**DATA RECORDS:**
Issue #383, opened 2021-04-05
@tracer.capture_method or middleware and xray does not handle errors


michaelbrewer:
```python3
import json
from aws_lambda_powertools import Tracer
import boto3

tracer = Tracer()


@tracer.capture_method
def my_method():
    sts = boto3.client("sts")
    sts.get_caller_identity()
    raise RuntimeError("Error happens!")


@tracer.capture_lambda_handler
def lambda_handler(event, context):
    my_method()
    return {"statusCode": 200, "body": json.dumps({"hello": "world"})}

```

Without `@tracer.capture_method` 

<img width="1396" alt="Screen Shot 2021-04-04 at 10 31 01 PM" src="https://user-images.githubusercontent.com/5442469/113540661-745f4b00-9595-11eb-9186-afb141a297d2.png">

With `@tracer.capture_method`

<img width="1331" alt="Screen Shot 2021-04-04 at 10 32 12 PM" src="https://user-images.githubusercontent.com/5442469/113540735-9d7fdb80-9595-11eb-9d0f-0d3134f85c9f.png">

```logs
[ERROR]	2021-04-05T05:33:00.732Z	8a4d5027-4faa-4f4f-8d08-df63b7ea72ed	Failed to serialize ## lambda_handler
Traceback (most recent call last):
  File "/var/task/aws_lambda_powertools/tracing/tracer.py", line 313, in decorate
    response = lambda_handler(event, context, **kwargs)
  File "/var/task/app.py", line 17, in lambda_handler
    my_method()
  File "/var/task/aws_lambda_powertools/tracing/tracer.py", line 612, in decorate
    response = method(*args, **kwargs)
  File "/var/task/app.py", line 12, in my_method
    raise RuntimeError("Error happens!")
RuntimeError: Error happens!

During handling of the above exception, another exception occurred:

Traceback (most recent call last):
  File "/var/task/aws_xray_sdk/core/models/entity.py", line 263, in serialize
    return json.dumps(self.to_dict(), default=str)
  File "/var/task/aws_xray_sdk/core/models/subsegment.py", line 157, in to_dict
    subsegment_dict = super(Subsegment, self).to_dict()
  File "/var/task/aws_xray_sdk/core/models/entity.py", line 284, in to_dict
    entity_dict[key]['working_directory'] = self.cause['working_directory']
TypeError: string indices must be integers
```

heitorlessa:
[...]

PR #384, opened 2021-04-05
fix: lock X-Ray SDK to 2.6.0 due to regression

heitorlessa:
**Issue #, if available:** #383

## Description of changes:

X-Ray SDK 2.7.0 replaced `jsonpickle` with own implementation for serializing subsegments data. This breaks when there's an exception raised as per #383. 

This PR locks X-Ray SDK to 2.6.0 as it's the last working version until there's a fix.

**Checklist**

 

* [ ] Update tests
* [ ] Update docs

## Breaking change checklist

**RFC issue #**:


michaelbrewer:
Thanks for this. I did manage to pin the older version via "pipenv" on my existing projects.

PR #403, opened 2021-04-18
feat(parser): Support for API GW v1 proxy schema & envelope

risenberg-cyberark:
This schema exists in the validator but not in the parser. It was requested in the webinar audience.
This feature will also provide an envelope class which will parse the string body parameter as a pydantic Model.

Also added new identity parameters as defined at https://docs.aws.amazon.com/apigateway/latest/developerguide/http-api-develop-integrations-lambda.html


aws_lambda_powertools/utilities/parser/envelopes/apigw.py
```diff
@@ -0,0 +1,32 @@
...
+
+from ..models import APIGatewayProxyEventModel
+from ..types import Model
+from .base import BaseEnvelope
+
+logger = logging.getLogger(__name__)
+
+
+class ApiGatewayEnvelope(BaseEnvelope):
+    """Api Gateway envelope to extract data within detail key"""
```
heitorlessa, line 12:
```suggestion
    """API Gateway envelope to extract data within body key"""
```

aws_lambda_powertools/utilities/parser/models/apigw.py
```diff
@@ -0,0 +1,109 @@
...
+
+    @root_validator()
+    def check_message_id(cls, values):
+        message_id, event_type = values.get("messageId"), values.get("eventType")
+        if message_id is not None and event_type != "MESSAGE":
+            raise TypeError("messageId is available only when the `eventType` is `MESSAGE`")
+        return values
+
+    @root_validator(pre=True)
+    def check_both_http_methods(cls, values):
```
heitorlessa, line 96: could you add a note why this check is needed?

aws_lambda_powertools/utilities/parser/models/apigw.py
```diff
@@ -0,0 +1,109 @@
...
+        http_method, req_ctx_http_method = values.get("httpMethod"), values.get("requestContext", {}).get(
+            "httpMethod", ""
+        )
+        if http_method != req_ctx_http_method:
+            raise TypeError("httpMethods and requestContext.httpMethod must be equal")
+        return values
+
+    @root_validator(pre=True)
+    def check_both_paths(cls, values):
```
heitorlessa, line 105: could you add a note why this check is needed?

aws_lambda_powertools/utilities/parser/models/apigw.py
```diff
@@ -0,0 +1,109 @@
...
+    queryStringParameters: Optional[Dict[str, str]]
+    multiValueQueryStringParameters: Optional[Dict[str, List[str]]]
+    requestContext: APIGatewayEventRequestContext
+    pathParameters: Optional[Dict[str, str]]
+    stageVariables: Optional[Dict[str, str]]
+    isBase64Encoded: bool
+    body: str
+
+    @root_validator()
+    def check_message_id(cls, values):
```
heitorlessa, line 89: could you add a note why this check is needed? e.g. spoofing?

docs/utilities/parser.md
```diff
@@ -161,6 +161,7 @@ Parser comes with the following built-in models:
 | **KinesisDataStreamModel** | Lambda Event Source payload for Amazon Kinesis Data Streams        |
 | **SesModel**               | Lambda Event Source payload for Amazon Simple Email Service        |
 | **SnsModel**               | Lambda Event Source payload for Amazon Simple Notification Service |
+| **APIGatewayProxyEvent**   | Lambda Event Source payload for Amazon API Gateway                 |
```
heitorlessa, line 164: API Gateway v1, v2, or both? e.g. REST vs HTTP API. By my first look I'd guess REST API

docs/utilities/parser.md
```diff
@@ -294,16 +295,16 @@ Here's an example of parsing a model found in an event coming from EventBridge,
...
+| **SnsEnvelope**                                                                                                                              | 1. Parses data using `SnsModel`. <br/> 2. Parses records in `body` key using your model and return them in a list.                                                                                          | `List[Model]`                      |
+| **SnsSqsEnvelope**                                                                                                                           | 1. Parses data using `SqsModel`. <br/> 2. Parses SNS records in `body` key using `SnsNotificationModel`. <br/> 3. Parses data in `Message` key using your model and return them in a list.                  | `List[Model]`                      |
+| **ApiGatewayEnvelope**         1. Parses data using `APIGatewayProxyEventModel`. <br/> 2. Parses `body` key using your model and returns it. | `Model`                                                                                                                                                                                                     |
```
heitorlessa, line 307: API Gateway v1, v2, or both? e.g. REST vs HTTP API. By my first look I'd guess REST API

heitorlessa (changes requested):
Awesome, thank you @risenberg-cyberark. A few minor questions on the additional checks, and an explicit comment to tag whether this is REST API (v1) or HTTP API (v2), or both, so it's easier to add and use HTTP API later judging by the import, naming, etc.

aws_lambda_powertools/utilities/parser/models/apigw.py
risenberg-cyberark: what would you like to write here? basically what i saw that in the v1 version there's a duplication 3 fields, so i made sure that all values are actually the same.

aws_lambda_powertools/utilities/parser/models/apigw.py
risenberg-cyberark: what would you like to write here? basically what i saw that in the v1 version there's a duplication 3 fields, so i made sure that all values are actually the same. V2 removes this duplication

aws_lambda_powertools/utilities/parser/models/apigw.py
risenberg-cyberark: what would you like to write here? basically what i saw that in the v1 version there's a duplication 3 fields, so i made sure that all values are actually the same. V2 removes this duplication

docs/utilities/parser.md
risenberg-cyberark: V1

heitorlessa:
Thanks for the clarifications @risenberg-cyberark - I'm happy to merge after we remove those root validators.

I don't see a need a benefit in keeping them if we, the provider, are the ones duplicating these possibly for backward compatible reasons (until HTTP API when they're gone).

Alternatively, I can merge and fiz that later too - up to you.

Thanks a lot for adding this support!

risenberg-cyberark:
> Thanks for the clarifications @risenberg-cyberark - I'm happy to merge after we remove those root validators.
> 
> I don't see a need a benefit in keeping them if we, the provider, are the ones duplicating these possibly for backward compatible reasons (until HTTP API when they're gone).
> 
> Alternatively, I can merge and fiz that later too - up to you.
> 
> Thanks a lot for adding this support!

I'll explain. They are duplicated in the payload. I didnt duplicate them, i just made sure that the values are the same since they clearly are supposed to be the same. Those 2 items reside on the main event and are also found in the request context part. 

You can keep them or remove them but I do think they add a value becuase if there's a discrepancy in between them, you should not use the entire payload at all ,

heitorlessa:
> > Thanks for the clarifications @risenberg-cyberark - I'm happy to merge after we remove those root validators.
> 
> > 
> 
> > I don't see a need a benefit in keeping them if we, the provider, are the ones duplicating these possibly for backward compatible reasons (until HTTP API when they're gone).
> 
> > 
> 
> > Alternatively, I can merge and fiz that later too - up to you.
> 
> > 
> 
> > Thanks a lot for adding this support!
> 
> 
> 
> @heitorlessa 
> 
> I'll explain. They are duplicated in the payload. I didnt duplicate them, i just made sure that the values are the same since they clearly are supposed to be the same. Those 2 items reside on the main event and are also found in the request context part. 
> 
> 
> 
> You remove them but I do think they add a value because if there's a discrepancy in between them, you should not use the entire payload at all ,

That's what I understood too @risenberg-cyberark ;)

Putting in another way, I wouldn't like to break customers applications because this behaviour isn't documented. For this reason, I don't trust that API Gateway Lambda integration to follow through these checks consistently.

risenberg-cyberark:
> > > Thanks for the clarifications @risenberg-cyberark - I'm happy to merge after we remove those root validators.
> > 
> > 
> > > 
> > 
> > 
> > > I don't see a need a benefit in keeping them if we, the provider, are the ones duplicating these possibly for backward compatible reasons (until HTTP API when they're gone).
> > 
> > 
> > > 
> > 
> > 
> > > Alternatively, I can merge and fiz that later too - up to you.
> > 
> > 
> > > 
> > 
> > 
> > > Thanks a lot for adding this support!
> > 
> > 
> > @heitorlessa
> > I'll explain. They are duplicated in the payload. I didnt duplicate them, i just made sure that the values are the same since they clearly are supposed to be the same. Those 2 items reside on the main event and are also found in the request context part.
> > You remove them but I do think they add a value because if there's a discrepancy in between them, you should not use the entire payload at all ,
> 
> That's what I understood too @risenberg-cyberark ;)
> 
> Putting in another way, I wouldn't like to break customers applications because this behaviour isn't documented. For this reason, I don't trust that API Gateway Lambda integration to follow through these checks consistently.

np, removed the relevant root validator. is the last root validator ok?

aws_lambda_powertools/utilities/parser/models/apigw.py
```diff
@@ -0,0 +1,93 @@
...
+    resourcePath: str
+    domainName: Optional[str]
+    domainPrefix: Optional[str]
+    extendedRequestId: Optional[str]
+    httpMethod: Literal["DELETE", "GET", "HEAD", "OPTIONS", "PATCH", "POST", "PUT"]
+    path: str
+    connectedAt: Optional[datetime]
+    connectionId: Optional[str]
+    eventType: Optional[Literal["CONNECT", "MESSAGE", "DISCONNECT"]]
+    eventType: Optional[str]
```
heitorlessa, line 66: Is this perhaps a typo as it's defined twice?

That's for WebSockets and the line 65 is correct

heitorlessa (changes requested):
All good on the validators except I think there's an accidental duplicates field (eventType).

Mind checking before I merge?

aws_lambda_powertools/utilities/parser/models/apigw.py
risenberg-cyberark: seems like a bad copy paste :)
removed

heitorlessa:
I bet :D Glad I checked w/ you before merging :) Merging now!

heitorlessa (approved):

Issue #387, opened 2021-04-06
Appending to entries via extra to structure_logs(append=True) entries


bml1g12:
**Is your feature request related to a problem? Please describe.**
After having set an attribute globally:

e.g.
```
LOGGER.structure_logs(append=True,
                        context={"device_name": device_name})
```

I would like to log additional items to the context attribute e.g. 
```
LOGGER.info("hello world", 
            extra={"context": {"device_location": "UK"}})
```

**Describe the solution you'd like**

LOGGER.info("hello world")  would include a JSON payload with both device_location and device_name in the above example whereas currently it overwrites the context attribute with the new entry,  

**Describe alternatives you've considered**

I could do:
```
LOGGER.info("hello world", 
            extra={"context": {"device_name": device_name, 
                                        "device_location": "UK"}})
```
But if the device_name is not globally available throughout the code base, it is not ideal.

heitorlessa:
Hey @bml1g12, have you considered adding these context keys as root keys instead?

For example: 

> new method that will be available in the next release

LOGGER.append_keys(device_name="mydevice")

LOGGER.append_keys(device_location="UK")

{
    "message": "hello",
    "device_name": "mydevice",
    "device_location": "",
    ...
}

These could happen anywhere in the codebase and whenever you'd run "LOGGER.info()", they'd appear - no need for extra.

That said, I understand there are scenarios where having a single key like context with nested content makes more sense.

Extras might not be explicit enough to whoever is reading your code to understand you wanted to append additional value in context key instead of overwriting (default behaviour in standard Logging, structlog etc) within that log statement.

For a method however it can be done, so here are a few questions on behaviour to help flesh this out:

- Would you want to append in non-dictionaries too like lists and tuples?
- Are there scenarios where you'd want to update or remove a given nested key? E.g context["device_location"]

Re-reading this I'm on the fence between 1/ an override flag in the new append_keys, or 2/ expose the structures log so you can mutate as you please as an escape hatch to balance maintenance and unknown requirements

Option 2 would help with both questions and more that I asked, and it would look like more or less like this:

> Dict

LOGGER.log_structure["context"].update(...)

> List/SequenceMapping
LOGGER.log_structure["context"]["devices"].append("something in my list")

Let me know :)

Issue #381, opened 2021-04-04
Timezone aware timestamp logging


bml1g12:
**Describe the solution you'd like**

I would like to be able to easily log in a timezone aware manner; a typical use case being to always log in UTC time, regardless of where the code is run. At present, the Powertools Logger() uses localtime for the timestamp field as under the hood it uses the `asctime()` method.

**Describe alternatives you've considered**
I raised this issue as a documentation query at first https://github.com/awslabs/aws-lambda-powertools-python/issues/379 and @heitorlessa kindly helped me find a workaround to this there using monkeypatching or overwritting the formatter.

It can be a new feature for Logger to have a flag to convert to UTC or a given offset, which I agree would be a useful feature as I imagine many users would desire the ability to ensure the timestamp is UTC. For example, this is actually a requirement if one wished to log strictly according to the  ISO 8601 standard.

heitorlessa:
Thanks again for creating the feature request @bml1g12 - In the meantime, I've updated the docs with that fix until we decide on the best way to implement this for everyone ;)

https://awslabs.github.io/aws-lambda-powertools-python/develop/core/logger/#setting-timestamp-to-utc

saragerion:
@bml1g12 I completely agree with your proposal. Local time is logged based on the context of the current machine and that might be different from the developer local time. 
It's important that all logs generate use the same common "timezone".

The TypeScript Powertool is supporting ISO 8601 by default, and the timezone is always zero UTC offset. Developers can choose to customize the format if they want.
What do you think?

heitorlessa:
This is now out in 1.15.0: https://github.com/awslabs/aws-lambda-powertools-python/discussions/423.

```logger = Logger(service="example", utc=True)``` ;)

Issue #215, opened 2020-11-22
'sampling_rate' and 'xray_trace_id' cannot be suppressed


papi-tokei:
Thanks for the useful tools.
I use aws-lambda-powertools-python in Lambda python 3.8.

for document

> Logger allows you to either change the format or suppress the following keys altogether at the initialization: location, timestamp, level, xray_trace_id, and datefmt

but I can't suppress the 'sampling_rate' and 'xray_trace_id'
(Is it a specification that 'sampling_rate' cannot be suppressed?)

I want to suppress the 'sampling_rate' and 'xray_trace_id'.

## Expected Behavior

```
logger = Logger(
    service="payment",
    level="INFO",
    sampling_rate=None,
    xray_trace_id=None,
    timestamp=None,
    location=None,
)
```

Expected output is below.

```
{"level": "INFO", "message": {"test": 123}, "service": "payment"}
```

## Current Behavior

I write below code.

```
logger = Logger(
    service="payment",
    level="INFO",
    sampling_rate=None,
    xray_trace_id=None,
    timestamp=None,
    location=None,
)
```

The actual output is below.
(xray_trace_id is masked)

```
{"level": "INFO", "message": {"test": 123}, "service": "payment", "sampling_rate": 0.0, "xray_trace_id": "1-xxxxxxx"}
```

## Steps to Reproduce (for bugs)

1. I write code for Lambda function.
2. I invoke Lambda function.
3. Display the output.(but not the output I expected)

## Environment

* **Powertools version used**: 1.8.0
* **Packaging format (Layers, PyPi)**: Layers
* **AWS Lambda function runtime:** Python 3.8
* **Debugging logs**

heitorlessa:
Hey Hiroya, thanks for opening up an issue.

Sampling rate is part of the spec and as you noticed cannot be suppressed.

For X-Ray, it is automatically suppressed if X-Ray isn't enabled for the function. When X-Ray is enabled, this log entry allows CloudWatch Service Lens to combine Logs, Metrics and Traces in one page.

Aside for sampling rate, may I ask why you'd like to suppress X-Ray Trace ID field despite enabling it in the function?

I believe the docs can be clearer on that, so I'll amend it later :)

Thanks

papi-tokei:
Hello Heitor.
Thanks for replying in detail.

> Sampling rate is part of the spec and as you noticed cannot be suppressed.
[...]

Issue #98, opened 2020-08-06
Logger: overwrite keys while logging new stuff


alvaropc:
Hi!

I am here to ask you about the Keys of the logger.

I see that you can update the keys with *structure_logs()* method, but once you put a new key and assign a value, you won't be able to change it without calling *structure_logs()* again. 

It would be interesting to be able to overwrite some key values at the same time you  are logging, think about some KPI you would like to log as a key for instance, it would be nice to easily overwrite the value.

Although I know it is posible to write keys under "message" key it feels like not the best option for me, the main keys seem to be the place for this kind of information in order to catch it easily with tools like datadog or something like that.

I don't know if I am explaining it correctly but I hope you consider this as a new feature, I would also love to know your opinion about it as well as possible alternative aproaches, maybe I am just missunderstanding the way how you want the logger to be used and wirting more keys under messages is the correct way to do it!

Thank you very much in advance!
And congrats for such an amazing tool!

heitorlessa:
Buenas @alvaropc, and thanks for opening an issue.

 I understood you perfectly :) Allow me to break the explanation down to each point you raised:

* **structure_logs behaviour**: This is by design, as customers wanted to either override everything previously created, or append additional keys
* **add/override top keys while you log**: This is the first time we're hearing this, and I'd like to hear more use cases from other customers before considering it. We support adding any object as part of the message being logged to allow for additional keys, but not top keys as that is a different behaviour of structured logging.
* **difficult to catch keys under `message`**: As we're logging as JSON, [all these tools you mentioned should be able to easily access anything inside `message` ](https://docs.datadoghq.com/logs/explorer/analytics/?tab=timeseries). 
    - We recommend customers to either add keys they know will be constant across their invocations via `structure_logs`, or to agree on a contract when logging to ensure it is well understood and always available during visualization
    - For example: `log.info( { "operations": "collect_payment": "details": { "some_key": "some_value"...} })`
    - Using Datadog Log Explorer or any Log Analytics tool, you can access it via `@message.operations, @message.details.some_key`

Hope that helps :) 

We'll reopen if we hear other customers wanting this behaviour to be different while maintaining backward compatibility.

Muchas gracias Alvaro

PR #404, opened 2021-04-19
refactor(logger): BYOFormatter and Handler, UTC support, and more

heitorlessa:
**Issue #, if available:** #381 #387 #215 #98

## Description of changes:

Major refactor of Logger to **a)** make it more flexible for those coming from other loggers, **b)** bring your own formatter for those with a common structure that differs from our opinionated one, **c)** UX enhancements to add or remove keys from the logger, **d)** address long standing tech debts on  `LambdaPowertoolsFormatter`.

### UTC support

> Note: By default, Python standard logging use local time. 

```python

logger = Logger(utc=True)

logger.info("Hello")  # "timestamp":"2021-04-19 12:58:46.635+0100", dst
```

### New convenience property to change logger handler, if necessary

```python

logger = Logger()

handler = logger.registered_handler  # takes into account parent or child loggers
```

### Bring your own handler

> Note: By default, we log to standard output due to Lambda integration. This unlocks using Logger in places like Glue, or locally when you want to log into a filename for example.

```python

handler = logging.FileHandler(filename="log_file.json")
logger = Logger(logger_handler=handler)

logger.info("Hello")  # populatest `log_file.json` in your filesystem
```

### Bring your own formatter

```python
from aws_lambda_powertools.logging.formatter import BasePowertoolsFormatter

class CustomFormatter(BasePowertoolsFormatter):
    custom_format = {}

    def append_keys(self, **additional_keys):
        # used by inject_lambda_context decorator, Logger initialization, and structure_log
        self.custom_format.update(additional_keys)

    def remove_keys(self, keys: Iterable[str]):
        # used by Logger public method
        for key in keys:
            self.custom_format.pop(key, None)

    def format(self, record: logging.LogRecord) -> str:  # noqa: A003
        return json.dumps(
            {
                "message": super().format(record),
                "timestamp": self.formatTime(record),
                "my_default_key": "test",
                **self.custom_format,
            }
        )

custom_formatter = CustomFormatter()
logger = Logger(logger_formatter=custom_formatter)
```

### Updating formatter made easier

```python

logger = Logger()

logger.append_keys(request_id="id", order_id="id")
logger.info("with both request and order id keys")

logger.remove_keys(["request_id"])
logger.info("with request id key only")
```

**Checklist**

 

* [x] Update tests
* [ ] Update docs
* [x] **New features**
  * [x] Bring your own formatter via `Logger(log_formatter=...)`
    * [x] Create ABC to support custom formatters to enforce `append_keys` and `remove_keys`
    * [x] Update Logger to use `append_keys` for Lambda decorator and `structure_log` calls
  * [x] Add support for `utc=True`
  	* [x] Include timezone in `timestamp` key
  	* [x] Create custom msec string interpolation to not break previous format (RFC 3339), since std logging doesn't support msec when built-in `formatTime` is overriden
* [x] **Tech debt**
  * [x] Introduce `append_keys`, `remove_keys` over `structure_log(append=True)` to align with other runtimes
  * [x] Allow customers to set bare minimum (only message, and xray_trace_id)
    * [x] Allow to suppress sampling_rate
    * [x] Remove sampling_rate when not in use (set to None by default over 0.0)
  * [x] Allow custom JSON serializer/deserializer for those seeking faster performance
  * [x] Compact logging to save on ingestion & storage cost (`separators[]` to remove whitespace)
  * [x] [Internal] Refactor standalone methods into staticmethods
  * [x] Rename testing to powertools formatter given we have vastly deviated from the original implementation
    * [x] Create alias for JsonFormatter to prevent breaking existing customers
  * [x] Add convenience properties to access handler and formatter
  * [x] Support all standard log attrs (%()s) if given via kwargs
* [x] Support custom handler
* [x] Update docstring parameters in Logger
* [x] Update docstring parameters in Formatter

---

**Create separate PR for docs to include enhancements**:

* [ ] Document examples
  * [ ] Default JSON fn for unserializable (json.dumps(data, default=json_default))
  * [ ] Std log attrs %()s support
  * [ ] Bring your own formatter
  * [ ] Bare minimal attrs (level, message, service)
  * [ ] Update all docs with additional TZ in timestamp
  * [ ] Bringing `orjson` for those seeking to gain every possible microsecond
* [ ] Update `Testing your code` section to include how to use `stream=sys.stdout`

## Breaking change checklist

**RFC issue #**:


michaelbrewer:
@heitorlessa nice, this would help alot when you have company mandated structured logging formats.

heitorlessa:
@bml1g12 - what are your thoughts on the UTC UX for your use case?

Anything else you need while I'm at it?

bml1g12:
Currently, I am declaring in each handler 
```
LOGGER = Logger(datefmt="%Y-%m-%dT%H:%M:%SZ")
LOGGER._logger.handlers[0].formatter.converter = time.gmtime  #pylint: disable = protected-access
```
So in this new UX I would instead simply do
```
LOGGER = Logger(datefmt="%Y-%m-%dT%H:%M:%SZ", utc=True)
```
In each handler and the child would inherit this right?

If so, looks great to me! Much appreciated addition.

heitorlessa:
Yes exactly. I noticed you’re using RFC 8601 in your datefmt, I’ll make
sure this will be the default timestamp in v2, as changing now would break
customers.

bml1g12:
Yeah I chose this as I saw a few blogs recommending it as a standard across languages for structured logging; I think its the default for javascript logging library maybe

michaelbrewer:
@heitorlessa I am liking these changes so long, I am glad to see that now even `sampling_rate` can be suppressed :)

aws_lambda_powertools/logging/formatter.py
```diff
@@ -27,63 +31,140 @@
...
+        # so we create a custom one (%F) and replace logging record ts
+        # Reason 2 is that std logging doesn't support msec after TZ
+        record_ts = self.converter(record.created)
+        if datefmt:
+            ts_formatted = time.strftime(datefmt, record_ts)
+        else:
+            msec = "%03d" % record.msecs
+            custom_fmt = self.default_time_format.replace(self.custom_ms_time_directive, msec)
+            ts_formatted = time.strftime(custom_fmt, record_ts)
+        return ts_formatted
```
michaelbrewer, line 144:
```suggestion
        record_ts = self.converter(record.created)
        if datefmt:
            return time.strftime(datefmt, record_ts)

        # NOTE: Python `time.strftime` doesn't provide msec directives
        # so we create a custom one (%F) and replace logging record ts
        # Reason 2 is that std logging doesn't support msec after TZ
        msecs = "%03d" % record.msecs
        custom_fmt = self.default_time_format.replace(self.custom_ms_time_directive, msecs)
        return time.strftime(custom_fmt, record_ts)
```

michaelbrewer (changes requested):
LGTM, just a minor tweak and typo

**YOUR INSTRUCTIONS:**
On how many lines of the listing does the string "adding" appear? Only the number should be given.

**ANSWER FOR THIS EXERCISE:**
6